Security Experts: Stop Using Internet Explorer

John Lister's picture

The United States Department of Homeland Security (DOHS) has warned that users should switch away from Internet Explorer until a serious bug has been fixed. It's the first big security scare since Microsoft stopped supporting Windows XP earlier this month.

The bug doesn't have a glamorous nickname and is instead simply known as CVE-2014-1776. When triggered, the bug allows for remote code execution, which means a third party would have full control over a remote PC without the need for credentials or consent from the PC owner.

By clicking on a malicious link or by visiting an infected website, a PC running Internet Explorer can become instantly compromised and/or infected by a malware payload. Payloads usually result in access to and tampering with confidential data (including credit card fraud or identity theft), holding the computer's data for ransom, turning the PC into a spamming botnet, or worse.

Currently no Fix for Internet Explorer, but Manual Workarounds Exist

The bug is due to a fundamental flaw in Internet Explorer itself rather than a one-off coding error. The problem affects every edition from Internet Explorer 6 (the first browser update released for Windows XP) right through to the current Internet Explorer 11.

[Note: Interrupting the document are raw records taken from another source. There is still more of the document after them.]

PR #140, opened 2022-04-30
Python API for hierarchical problems

arbimo:
This is a first attempt at the Python API for hierarchical problems.

- The `model.htn` module contains all implementations that are required for defining hierarchical problems
- It introduces a `HierarchicalProblem` that is a subclass of `Problem` (anything that is valid in a problem is also valid in a hierarchical problem)
- It extends `Timepoint` to allow refering to the start/end of a subtask
- It extends `FNode` to also support containing `Timing` and expressing temporal constraints between the start/end timepoints of subtasks

An example problem is provided in the (runnable) file `test/problems/hierarchical.py`.

There are currently a few shortcomings (features have not been updated, there are no automated tests, the method API is incomplete, docstrings are missing or incorrect, there is some duplicated logic) but it should give an accurate idea of where this is going.
Given the size of this hierarchical extension and its impact on the `FNode` API, it would be great to have someone take a high level look at this to check if this a desirable path to follow (@mikand, @alvalentini ?).

Once #125 is merged, it will be extended to support the serialization to protobuf.


arbimo:
This is now complete. Compared to the initial comment, the code has been cleaned up and now support parsing basic HDDL problems.
The support for hierarchical problems does not go as far as it should be in my opinion but I think this is a good baseline.

My suggestion for continuing the work on HTN support would be follow this sequence:
 - review, finalize and merge this PR
 - update #125 with the conversion from/into protobuf (this will facilitate testing). This will increase our testing capabilites.
 - support hierarchical problems with the Aries planner (finally ^^)
 - extend support for hierarchical problem, relying on the previous two steps to facilitate testing.

@mikand @alvalentini what to you think?

unified_planning/model/htn/method.py
```diff
@@ -0,0 +1,235 @@
...
+from collections import OrderedDict
+from typing import List, Union, Optional
+
+import unified_planning as up
+from unified_planning.environment import get_env, Environment
+from unified_planning.exceptions import UPUnboundedVariablesError, UPValueError
+from unified_planning.model import Timing, Parameter
+from unified_planning.model.action import Action
+from unified_planning.model.htn.task import Task, Subtask
+from unified_planning.model.timing import Timepoint
```
alvalentini, line 29: Inside a package it is better to do the imports explicitly:
```suggestion
from unified_planning.model.parameter import Parameter
from unified_planning.model.action import Action
from unified_planning.model.htn.task import Task, Subtask
from unified_planning.model.timing import Timing, Timepoint
```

At the moment, there's no fix for CVE-2014-1776; as such, the bug is also known as a zero-day exploit. Microsoft has not yet decided whether any such fix will be released as an out-of-cycle update (commonly called an 'emergency patch') or as part of the next scheduled monthly update on the second Tuesday of the month, known as Patch Tuesday.

Microsoft has detailed a series of workarounds for the various editions of Internet Explorer and Windows. The extent of these workarounds vary from edition to edition, with users of Internet Explorer 10 and 11 on 64-bit editions of Windows able to access the most effective protection. The workarounds don't stop the problem but limit the ability of hackers to take advantage. (Source: microsoft.com)

Because the workarounds vary so much, Microsoft is not able to issue a hotfix, which is effectively a program to automate a temporary patch. Instead, users must manually change browser and Windows settings to apply their own workaround.

US Government Suggests Switching Browsers

The US-CERT team, which deals in computer security at the Department of Homeland Security, has issued official government guidance about the issue:

"US-CERT recommends that users and administrators review Microsoft Security Advisory 2963983 for mitigation actions and workarounds. Those who cannot follow Microsoft's recommendations, such as Windows XP users, may consider employing an alternate browser." (Source: us-cert.gov)

That advice is backed by several independent security experts, who go as far as to say that anyone who still uses Windows XP should ditch Internet Explorer permanently. Microsoft finally stopped issuing any form of security update for XP early this month.

Microsoft has specifically said that when it fixes this new bug, it won't be issuing a fix for XP users. It's a significant moment as some security analysts wondered if Microsoft would stick to its word when such an incident occurred.

What's Your Opinion?

Do you still continue to use Internet Explorer, or have you already switched to another web browser? Are you a Windows XP user and will this incident persuade you to upgrade to a later edition of Windows? Do you think Microsoft is right to stick to its deadline of ending XP support, or do you believe it has a responsibility to protect the system while it is still so widely used?

Rate this article: 
Average: 5 (4 votes)

Comments

DavidFB's picture

I've never used IE as a web browser. Started with Netscape. Use Firefox these days, with several security plugins.
I only use XP in a virtual machine for very old software, not browsing.

Given how soon this is after the end of XP support, that its a zero-day, and that its in the browser they'll have to fix in other versions, I think they should offer an XP fix. Otherwise, this has the potential to be a major issue with massive numbers of compromised PC's.

It's called taking car of your children, even if they have left home.

It's like the virus problem. If ISP's had taken some responsibility early on, it never would have developed that individual PCs would need AV protection as it never would have developed like that.

ClemsKreb's picture

The only reason Internet Explorer is on my computers is its too hard to delete it!!!! I initially used what came with AOL, but as soon as I could BUY a copy of NETSCAPE 2.1, I used Netscape right up through I believe Version 9.0. I currently am using Opera or Safari for Windows. I know if Microsoft was forced to BUNDLE ALL Browsers with every new computer sold, IE would account for less that 10% of the market and Netscape might still be around.

DavidFB's picture

Microsoft is updating IE, even for XP.
http://www.infoworld.com/t/microsoft-windows/one-the-road-microsoft-patches-windows-xp-sa-2963983-241737

NOTE - even if you don't use IE, you should update it because it is closely integrated with the OS.